How this skill works

The skill calls Gemini-TTS to generate audio from text, allowing voice selection, style control, and multi-speaker mixes. For transcription, it uses Chirp 3 (via google-cloud-speech) to produce transcripts with timestamps and optional speaker diarization. Typical flows instantiate a genai.Client for TTS and a speech_v2 client for STT, then send configuration objects that control response modality, voice config, and diarization.

When to use it

  • Generate natural-sounding audio for UI narration, podcasts, or automated messages.
  • Create custom or branded voices quickly using Instant Custom Voice features.
  • Transcribe meetings, interviews, or call recordings with speaker diarization.
  • Build multimodal experiences that need synchronized text and audio outputs.
  • Prototype voice assistants or accessibility features requiring high-quality TTS/STT.

Best practices

  • Choose an appropriate prebuilt voice and locale to match your audience and content tone.
  • Control speaking style and pacing through the prompting guide and speech_config parameters.
  • Use diarization for multi-speaker audio; split very long audio into segments to improve accuracy.
  • Normalize audio input (sample rate, channels) and prefer WAV/FLAC for STT quality.
  • Cache generated audio when reusing the same content to reduce cost and latency.

Example use cases

  • Generate narrated product tours with a consistent branded voice using Gemini-TTS.
  • Transcribe and diarize webinar recordings to produce searchable meeting notes.
  • Create multi-character dialogue audio for games or interactive stories with multi-speaker TTS.
  • Build a voice-over pipeline that converts blog posts into downloadable podcasts.
  • Proof user-submitted audio by transcribing and aligning captions with timestamps.

FAQ

Which clients do I instantiate for TTS and STT?

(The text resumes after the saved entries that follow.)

PR #56, opened 2021-06-11
Improve `connects()` helpers in connects.stanza

m-hilgendorf:
- refactored ISO1540 to contain i2c ports explicitly
- refactored connects.stanza to check port bundles and print all mismatches 
- added unit tests for connects

### DIFF
--- a/tests/test-connects.stanza
+++ b/tests/test-connects.stanza
@@ -1,0 +1,75 @@
+#use-added-syntax(jitx, tests)
+defpackage ocdb/tests/connects: 
+  import core
+  import collections
+  import jitx
+  import jitx/commands
+  import ocdb/connects
+  import ocdb/bundles
+
+defn expect-fatal (body:() -> ?):
+  var caught? = false
+  execute-with-error-handler(
+    body,
+    fn (): caught? = true
+  )
+  #EXPECT(caught?)
+
+deftest(ocdb, connects) test-connect-i2c-isolation:
+  pcb-module M1:
+    port p: i2c[[1, 2]]
+    #EXPECT(connect-i2c-isolation(p[1], p[2]) is-not False)
+  
+  pcb-module M2:
+    port p: i2c[[1, 2]]
+    #EXPECT(connect-i2c-isolation(p[1], p[2], M1) is-not False)
+
+  pcb-module M3:
+    port x: i2c
+    port y: gpio
+    var caught? = false
+    within expect-fatal():
+      connect-i2c-isolation(x, y)
+     
+  for mod in [M1, M2, M3] do:
+    print-def(mod)
+
+deftest(ocdb, connects) test-connect-phy:
+  pcb-module M1:
+    port x: rgmii
+    port y: ethernet-1000
+    #EXPECT(connect-phy(x, y) is-not False)
+  pcb-module M2:
+    port x: rgmii
+    port y: gpio
+    within expect-fatal():
+      connect-phy(x, y)
+  pcb-module M3:
+    port x: gpio
+    port y: ethernet-1000
+    within expect-fatal():
+      connect-phy(x, y)
+  for mod in [M1, M2, M3] do:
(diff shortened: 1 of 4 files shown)


tests/test-connects.stanza
```diff
@@ -0,0 +1,75 @@
...
+
+defn expect-fatal (body:() -> ?):
+  var caught? = false
+  execute-with-error-handler(
+    body,
+    fn (): caught? = true
+  )
+  #EXPECT(caught?)
+
+deftest(ocdb, connects) test-connect-i2c-isolation:
```
bpellenard, line 18: Nice!

utils/connects.stanza
```diff
@@ -12,41 +12,89 @@ defpackage ocdb/connects :
...
+        (b?:Bundle):
+          if b? != b:
+            One([p, b, b?])  ; case 1: ports exist but do not match
+          else:
+            None()           ; case 2: ports exist and match, we're good to go
+        (_:?):
+          One([p, b, false]) ; case 3: port is not a bundle
+  
+  ; error if not empty
+  if not empty?(errors):
```
bpellenard, line 37: I would reverse it: `if empty?(errors) : else :`

bpellenard (approved):

utils/connects.stanza
```diff
@@ -12,41 +12,89 @@ defpackage ocdb/connects :
...
+    val buf = StringBuffer()
+    println(buf, "Could not %_. Bundles did not match." % [action])
+    for [p, b, b?] in errors do:
+      println(IndentedStream(buf), 
+        "Expected %_ for port %_. Found %_." % [
+          name(b), ref(p), 
+          name(b? as Bundle) when b? is-not False else false
+        ]
+      )
+    fatal(to-string(buf)) ; todo error or exception here?
```
ariel-hi, line 47: I would make a public `BundleNotFound` (or a more apt name) exception in connections.stanza
This should be an exception since it occurs when a designer provides a bad object, and not because of a connections implementation error.

utils/connects.stanza
```diff
@@ -12,41 +12,89 @@ defpackage ocdb/connects :
...
+  
+  ; error if not empty
+  if not empty?(errors):
+    val buf = StringBuffer()
+    println(buf, "Could not %_. Bundles did not match." % [action])
+    for [p, b, b?] in errors do:
+      println(IndentedStream(buf), 
+        "Expected %_ for port %_. Found %_." % [
+          name(b), ref(p), 
+          name(b? as Bundle) when b? is-not False else false
```
ariel-hi, line 44: `else "no bundle"` instead of `else false` ?
Also, `else false` wouldn't be needed since false is default.

utils/connects.stanza
```diff
@@ -12,41 +12,89 @@ defpackage ocdb/connects :
...
+            One([p, b, b?])  ; case 1: ports exist but do not match
+          else:
+            None()           ; case 2: ports exist and match, we're good to go
+        (_:?):
+          One([p, b, false]) ; case 3: port is not a bundle
+  
+  ; error if not empty
+  if not empty?(errors):
+    val buf = StringBuffer()
+    println(buf, "Could not %_. Bundles did not match." % [action])
```
ariel-hi, line 39: Nice use of action :)

ariel-hi (commented):
Big fan of the connects cleanup! Comments on error thrown.

utils/connects.stanza
m-hilgendorf: I feel like that falls under "blame the caller." The error handling in ocdb is already up in the air - I don't think we throw exceptions anywhere internally in this library. But I'm not sure what our error handling story should look like

ariel-hi: Agreed. Either we have an `ocdb/errors.stanza` or inline the Exception to this file.

bpellenard (approved):

PR #51, opened 2021-06-03
A large PR to review before merging into the pre-merge branch for the other PR into dev

d-haldane:

PR #61, opened 2021-06-15
STM importer helpers

m-hilgendorf:


m-hilgendorf:
Takes over for #51

components/abracon/AMPM.stanza
```diff
@@ -50,36 +53,8 @@ public pcb-component component (frequency:Double):
     50.0e6   : ["AMPMAFB-50.0000T"  25.0e-6  VFLGA-2 ]    
     8.0e6    : ["AMPMEFB-8.0000T"   25.0e-6  VDFN    ]  
     80.0e6   : ["AMPMAFB-80.0000T"  25.0e-6  VFLGA-2 ]    
-
-    ; 10.0e6   : ["AMPMGFB-10.0000T"  25.0e-6  VFLGA-16]
```
d-haldane, line 54: These lines, although commented out, still contain useful information. Can we keep them?

m-hilgendorf: How is the information intended to be used? I'm hesitant to keep large chunks of code that isn't functional. We can always add it back later.

d-haldane (approved):

components/american-opto/L196L.stanza
```diff
@@ -0,0 +1,39 @@
...
+  import ocdb/defaults
+
+  import ocdb/land-patterns
+  import ocdb/symbols
+  import ocdb/box-symbol
+  import ocdb/bundles
+  import ocdb/generator-utils
+  import ocdb/generic-components
+
+;<test>
```
bpellenard, line 17: @m-hilgendorf , in another PR, @PhilippeFerreiraDeSousa wants to remove these comments

m-hilgendorf: These are still necessary, and the tests will break in this branch without the annotations.

PhilippeFerreiraDeSousa: The other PR changes the fallback behaviour if there is no annotation of argument values:
- tries to guess the argument value of the macro on its own
- else skip it

components/abracon/AMPM.stanza
d-haldane: It's used to model the rest of the devices in this family. The component would get an extra argument for package, and a few more landpattern options would be added. I like having breadcrumbs that make it easy to keep adding to ocdb but if you find it disruptive, it's ok to delete it.

PR #65, opened 2021-07-04
JITX-636: Refactored landpatterns

bpellenard:


utils/land-patterns.stanza
```diff
@@ -277,19 +285,22 @@ public defn dshape-pth-pad (drill-w:Double, drill-h:Double, pad-w:Double, pad-h:
...
-  layer(SolderMask(Top)) = Circle(C, mask-r)
-  layer(SolderMask(Bottom)) = Circle(C, mask-r)
-  layer(Courtyard(Top)) = Rectangle((drill-r * 2.0), (drill-r * 2.0))
-  layer(Courtyard(Top)) = Rectangle((drill-r * 2.0), (drill-r * 2.0))
+  val circle = Circle(C, mask-r)
+  layer(SolderMask(Top)) = circle
+  layer(SolderMask(Bottom)) = circle
+  val rectangle = Rectangle((drill-r * 2.0), (drill-r * 2.0))
+  layer(Courtyard(Top)) = rectangle
+  layer(Courtyard(Top)) = rectangle
```
bpellenard, line 303: should not it be `layer(Courtyard(Bottom)) = rectangle`

PhilippeFerreiraDeSousa: Oh, we should probably throw an esir error when somebody try to define the same layer twice

bpellenard: Is it easy to detect?

m-hilgendorf:
This PR duplicates a lot of the effort in #52 which changes how additional layers are generated.

utils/land-patterns.stanza
m-hilgendorf: This is not an error in general, you may place different shapes on the same layer.

bpellenard:
Ok, so I am going to close it

bpellenard:
Already done in https://github.com/JITx-Inc/open-components-database/pull/52

PR #68, opened 2021-07-08
Partial set of new bundles for this week's sprint.

d-haldane:


RajeshJITX (approved):
Looks good. I will change the scripts that parse XML to use these new names for SPI (cs, sdi, sdo) instead of (ss, miso, mosi), jtag etc.

RajeshJITX (dismissed):
change uart-with to usart

utils/bundles.stanza
```diff
@@ -29,39 +29,35 @@ public pcb-bundle power :
 public pcb-bundle fpga-diff : 
   diff-pair-pins()
 
-public pcb-bundle jtag :
+public pcb-enum ocdb/bundles/JTAGPins :
+  TRSTN
```
m-hilgendorf, line 33: Since enum variants are global, they should be prefixed. The convention we use is `NameOfEnumNameOfVariant`, in this case:

```public pcb-enum ocdb/bundles/JTAGPins:
  JTAGTRSTN
```

That said we should probably notuse single variant enums, a boolean as a generator argument would work fine. Is this enum going to be expanded later?

utils/bundles.stanza
```diff
@@ -78,35 +74,75 @@ public pcb-bundle swd:
   pin swdio
   pin swdclk
 
-public pcb-bundle uart :
+public pcb-enum ocdb/bundles/UARTPins :
```
m-hilgendorf, line 77: same as above, add a `UartDTR` or similar

utils/bundles.stanza
```diff
@@ -29,39 +29,35 @@ public pcb-bundle power :
 public pcb-bundle fpga-diff : 
   diff-pair-pins()
 
-public pcb-bundle jtag :
+public pcb-enum ocdb/bundles/JTAGPins :
+  TRSTN
+
+public pcb-bundle jtag (pins:Tuple<ocdb/bundles/JTAGPins>):
```
m-hilgendorf, line 35: I believe you only need the fully qualified name in the type definition, this should be ok:

```
public pcb-bundle jtag (pins:Tuple<JTAGPin>):
```

utils/bundles.stanza
```diff
@@ -78,35 +74,75 @@ public pcb-bundle swd:
...
-public pcb-bundle uart :
+public pcb-enum ocdb/bundles/UARTPins :
+  DTR
+  CTS
+  DCD
+  RI
+  DST
+  RTS
+
+pcb-bundle uart (pins:Tuple<ocdb/bundles/UARTPins>) :
```
m-hilgendorf, line 85: This definition of `uart` is identifical to `usart`. Do we require them to be unique?

utils/bundles.stanza
```diff
@@ -78,35 +74,75 @@ public pcb-bundle swd:
...
+      RI  : make-pin(`ri)
+      DST : make-pin(`dst)
+      RTS : make-pin(`rts)
+
+public pcb-bundle uart ():
   pin rx
   pin tx
 
-public pcb-bundle uart-with (ctrl-pins:Tuple<Symbol>) :
+pcb-bundle usart (pins:Tuple<ocdb/bundles/UARTPins>) :
```
m-hilgendorf, line 101: This change breaks `scripts/cubemx-importer.stanza` which relied on `uart-with`

utils/bundles.stanza
```diff
@@ -78,35 +74,75 @@ public pcb-bundle swd:
...
+  for p in pins do :
+    switch(p) :
+      DTR : make-pin(`dtr)
+      CTS : make-pin(`cts)
+      DCD : make-pin(`dcd)
+      RI  : make-pin(`ri)
+      DST : make-pin(`dst)
+      RTS : make-pin(`rts)
+
+public pcb-bundle usart ():
```
m-hilgendorf, line 113: We should make sure to reuse the generator here 

```
public defn usart ():
  usart([])
```

utils/bundles.stanza
```diff
@@ -78,35 +74,75 @@ public pcb-bundle swd:
...
+  for p in pins do :
+    switch(p) :
+      SDI : make-pin(`sdi)
+      SDO : make-pin(`sdo)
+      CS  : make-pin(`cs)
+      CIPO  : make-pin(`cipo)
+      COPI  : make-pin(`copi)
+
+; Most common spi bundle
+public pcb-bundle spi ():
```
m-hilgendorf, line 136: same as above

```
public defn pcb-bundle spi ():
  spi([])
```

m-hilgendorf (changes requested):
Love the change to `pcb-enum`. This is a big breaking change, however and the tests should report most of the failures, but the cubemx importer needs to be updated to use the enum variants, new bundle signatures, and enum variants. 

@CuppoJava, do we have a preference for style on pcb-enum variants? `JTAGTRSTN` looks pretty difficult to read.

CuppoJava:
It's slightly ugly, but the prefix is important. Normally, we use CamelCase for enum names, but in this case, since everything is a capital letter, let's add a hyphen?
```
JTAG-TRSTN
```

utils/bundles.stanza
d-haldane: Yes - software support is very different

utils/bundles.stanza
```diff
@@ -82,35 +75,76 @@ public pcb-bundle swd:
...
+  SPI-CS
+  SPI-CIPO
+  SPI-COPI
+  SPI-SDIO
+
+public pcb-bundle spi  (pins:Tuple<ocdb/bundles/SPIPins>):
+  pin sck
+  for p in pins do :
+    switch(p) :
+      SPI-SDI : make-pin(`sdi)
```
m-hilgendorf, line 134: :+1:

m-hilgendorf (commented):
lgtm, just needs to pass tests and we can merge

utils/bundles.stanza
```diff
@@ -82,35 +75,76 @@ public pcb-bundle swd:
...
+      UART-DTR : make-pin(`dtr)
+      UART-CTS : make-pin(`cts)
+      UART-DCD : make-pin(`dcd)
+      UART-RI  : make-pin(`ri)
+      UART-DST : make-pin(`dst)
+      UART-RTS : make-pin(`rts)
+      UART-CK : make-pin(`ck)
+      UART-DE : make-pin(`de)
+
+public pcb-bundle uart ():
```
m-hilgendorf, line 102: needs to be `defn`

utils/bundles.stanza
m-hilgendorf: needs to be `defn` not `pcb-bundle` here too

utils/bundles.stanza
```diff
@@ -82,35 +75,76 @@ public pcb-bundle swd:
...
+  for p in pins do :
+    switch(p) :
+      SPI-SDI : make-pin(`sdi)
+      SPI-SDO : make-pin(`sdo)
+      SPI-CS  : make-pin(`cs)
+      SPI-CIPO  : make-pin(`cipo)
+      SPI-COPI  : make-pin(`copi)
+
+; Most common spi bundle
+public pcb-bundle spi ():
```
m-hilgendorf, line 141: `public defn spi ()`

m-hilgendorf (changes requested):

m-hilgendorf (approved):
renames look good and tests pass, thanks @RajeshJITX!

Use genai.Client() for Gemini-TTS and a speech_v2 client from google.cloud.speech_v2 for Chirp 3 transcription.

Can I create a custom voice?

Yes. The Instant Custom Voice option lets you generate branded voices; follow the voice creation and prompt guidelines to control style.

How do I improve diarization accuracy?

Provide clear channel-separated audio when possible, segment long files, and tune diarization settings in the speech client configuration.